START PROVIDED ENTRIES

PR #650, opened 2025-02-27
nvCOMP : don't use legacy API

madsbk:


vuule (approved):

wence- (approved):
Approving, on the assumption that there are other ways to provide stream/device?

madsbk:
> Approving, on the assumption that there are other ways to provide stream/device?

The nvCOMP API never supported stream/device :/

PR #656, opened 2025-03-07
Remove libcufile-dev packages from conda dependencies now that libkvikio is a shared library.

bdice:
For a long time, `libkvikio` was a header-only library. To make it usable by consumers, we included `libcufile-dev` in its run dependencies. Now that `libkvikio` is a shared library, we do not need to do that.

END PROVIDED ENTRIES

* HOW TO COMPLETE THIS TASK *
Only the line containing "Remove libcufile-dev packages" and the lines after it, through the end of the data, should be copied, exactly as they are.

* EXERCISE OUTPUT *
Remove libcufile-dev packages from conda dependencies now that libkvikio is a shared library.

bdice:
For a long time, `libkvikio` was a header-only library. To make it usable by consumers, we included `libcufile-dev` in its run dependencies. Now that `libkvikio` is a shared library, we do not need to do that.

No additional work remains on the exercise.